History

United States
- Name: USS Genevieve
- Namesake: Previous name retained
- Completed: 1895
- Acquired: 19 September 1918
- Commissioned: 9 December 1918
- Decommissioned: 9 August 1919
- Fate: Sold 20 November 1919
- Notes: Operated as private yacht and commercial fishing boat Genevieve 1895–1917

General characteristics
- Type: Ferry
- Displacement: 95 tons
- Length: 82 ft (25 m)
- Beam: 16 ft (4.9 m)
- Draft: 5 ft (1.5 m)
- Propulsion: Steam engine
- Speed: 12 knots
- Capacity: 73 passengers
- Armament: None

= USS Genevieve =

Ferry of the United States Navy

USS Genevieve (SP-459) was a United States Navy ferry in commission from 1918 to 1919.

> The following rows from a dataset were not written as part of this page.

PR #651, opened 2017-02-28
BUG: Minor updates

nonhermitian:
- Remove unnecessary setting of parallel threads.
- Remove CLFAGS setting that I forgot to remove earlier.
- Add -Wno-strict-prototypes to unix compile flags to get around c++ build issue.


nonhermitian:
merging now

PR #652, opened 2017-03-01
ENH: OPENMP based SpMV

nonhermitian:
A pull for OPENMP based parallel sparse matrix - vector multiplication.


nonhermitian:
The problem with OPENMP is that the point where parallel processing begins to have an advantage is platform, and hardware dependent.  As such, I have added a simple benchmark routine that calculates a good number of NNZ that a matrix should have for OPENMP to be utilized.  This also required me to change the way the qutiprc file is done, i.e. it now uses the standard configparser module.

ajgpitch:
Sounds like a good plan. I was hoping to standardise the way we read in file data. I used the ConfigParser in control/load_params

ajgpitch:
On a similar subject I was doing some matrix multiplication benchmarking recently. I found that:
```
q1.full().dot(q2.full())
```
was faster than
```
q1.data*q2.data
```
for nnz > 10% using randomly generated matrices (on my linux desktop). Full nnz=100% the full matrix multiplication was 20x faster. I was testing with 1024x1024 matrices.
Should we consider having some benchmarking like this pull for when we should convert to full() for matrix multiplication?

nonhermitian:
We do not use dense matrices by default.  This was a design decision that favored targeting larger Hilbert spaces.  For some time now, Robert has advocated having a dense version of the Qobj class that would do the dense linear algebra for smaller system sizes.  That is a ton of work though, as almost all of our algorithms are sparse specific.

nonhermitian:
To get OPENMP to work on OSX one needs to install the LLVM from homebrew.  However, there is a libomp clash with the OPENMP from MKL as two libraries with the same name are simultaneously initialized.  I believe that this is due to the fact that the llvm has its own openmp lib, where as the MKL was compiled against a different openmp lib (perhaps from the Intel compiler as Apple's clang does not have openmp).  This likely also occurs on Windows if using mingwpy.  The workaround is to set
`os.environ['KMP_DUPLICATE_LIB_OK'] = 'True'`.  This is not recommended at all, but seems to work fine.

Perhaps we should give an unsupported warning on platforms where this issues arrises.  Or, we could just roll the dice and see how it goes.

nonhermitian:
@ajgpitch I think this is ready to go.  Let me know if you see any issues with it.

ajgpitch:
Sorry, I was a bit slow there Paul. Looks like a very good addition this.
I see this pull implements its use in sesolve. Is it applicable in the other solvers (me, heom etc)?

nonhermitian:
It is me as well.  Will look into heom.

Genevieve was built as a private steam yacht of the same name in 1895 at New Bedford, Massachusetts. She later was converted for use as a charter fishing boat.

On 19 September 1918, the U.S. Navy purchased Genevieve from her owners, F. H. Myer and A. S. Smith of New York City, for use as a section patrol vessel during World War I, although the war ended on 11 November 1918 before her commissioning . However, she was commissioned as USS Genevieve (SP-459) on 9 December 1918.

Assigned to the Naval Overseas Transportation Service in the 3rd Naval District, Genevieve operated as a water taxi in the New York City area throughout her nine-month naval career, often carrying civilian working parties and their gear from dock to dock and ship to shore.

Genevieve was decommissioned on 9 August 1919 and sold on 20 November 1919 to Marvin Briggs, Inc. of New York City.